PORTLAND, Ore. (AP) - Now that Dennis Richardson has secured the Republican nomination to face Democratic Gov. John Kitzhaber in November, his next test will be raising enough money to introduce himself to voters before Kitzhaber beats him to it.

National Republicans have been eager to tear Kitzhaber apart over the botched rollout of the state’s health insurance exchange, Cover Oregon. It remains to be seen, however, whether they’ll pony up with money to help Richardson drive home his case against the better-known incumbent.

“It’s going to be up to Richardson to really get out and shake the national money tree,” said Len Bergstein, a lobbyist and political consultant who has worked on many Oregon ballot measure campaigns. “I don’t think there’s enough money in Oregon to finance his race.”

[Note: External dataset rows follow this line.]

PR #4638, opened 2023-08-08
Use any in cddl specs / tests.

coot:
- TxSubmission: removed the Hello transformer
- cddl: updated documentation             
- cddl: removed unused definitions        
- cddl: use Any in the local-state-query mini-protocol 
- cddl: use Any in the chain-sync mini-protocol 

TODO:

* [x] cddl: use Any in the `local-tx-monitor` mini-protocol - not needed, we instantiate `SlotNo` to `Word64` in `CDDL` which is the right type.


bolt12 (approved):
LGTM

PR #4640, opened 2023-08-10
nix.flake: simplify nix setup

coot:
This PR provides `nix.flake` which builds on
* `x86_64-linux`,
* `x86_64-darwin`, and
* `aarch64-darwin`

on `x86_64-linux` it cross compoiles to Windows.  All project settings are set in `./scripts/ci/cabal.project.local.{Windows,Windows.CrossCompile,Linux}.  They are also used for GitHub actions, and that's the preferred way to change configuration option.

The tests & benchmarks are disabled in the `cabal.project.local.Windows.CrossCompile`.

The `cabal.project.local.Linux` is used on all the above platforms; `cabal.project.local.Windows` is only used on GitHub actions.

Nix is using two compilers:
* `ghc-8.10.7` and
* `ghc-9.6.2`

GitHub Actions, only build with  `ghc-8.10.7` on `windows-latest`.

There is a shell available with `nix develop` which gives access to `ghc-9.6.2` and some other build tools.

Based on `cardano-cli` `nix.flake`.


bolt12 (approved):

coot:
I explicitly disabled cross compilation for now.  Once the devx team will find out what's wrong we will re-enable it.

Unlike most states, Oregon has no campaign contribution limits, and large donors can have outsized influence.

In a statement following Richardson’s victory, New Jersey Gov. Chris Christie, chairman of the Republican Governors Association, said the group “is proud to support Richardson’s campaign” but didn’t offer any specifics.

The RGA works to elect Republican governors around the country. It gave $2.5 million to Chris Dudley’s unsuccessful run against Kitzhaber four years ago.

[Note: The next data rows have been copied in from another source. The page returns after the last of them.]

PR #4654, opened 2023-08-22
Split tests into simulation & IO

coot:
Split `ouroboros-network-framework:test` & `ouroboros-network:test` into `io-tests` & `sim-tests`.   The first will contain all the tests that need to run natively on all platforms (speccifically on Windows).


bolt12 (approved):
LGTM!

Once heavily favored, Kitzhaber stumbled badly when Cover Oregon failed to launch a working website despite $134 million paid to its primary contractor, Oracle Corp. A steady drip of bad news has kept the fiasco in the headlines.

The latest came hours before ballots were due Tuesday, when the governor’s office released subpoenas from the U.S. attorney’s office submitted to Cover Oregon and the Oregon Health Authority, indicating a grand jury is looking into the problems. The subpoenas seek records of communications between state officials involved in developing the website, communications with the federal government about the website’s functionality and communication about reviews that determined whether federal funding would continue.

A number of civil lawsuits also could come, leading to more subpoenas and public court hearings to probe the work on the website.

Richardson has hammered Kitzhaber incessantly on Cover Oregon, linking it with other stumbles to make the case that Kitzhaber has been an ineffective steward of taxpayer money.

Kitzhaber and his allies have largely sat on the sidelines during the primary but are likely to ratchet up their efforts to define Richardson their own way. NARAL, which advocates abortion rights, emailed a fundraising pitch Tuesday saying Richardson’s views are “too extreme for Oregon.”

Richardson’s campaign has about $87,000 in the bank - far less than the $662,000 Kitzhaber has to spend, according to campaign finance records.

“We’re confident that our campaign is going to have the resources that we need to be successful in November,” said Meredith Glacken, a spokeswoman for Richardson.

Kitzhaber’s campaign declined to comment.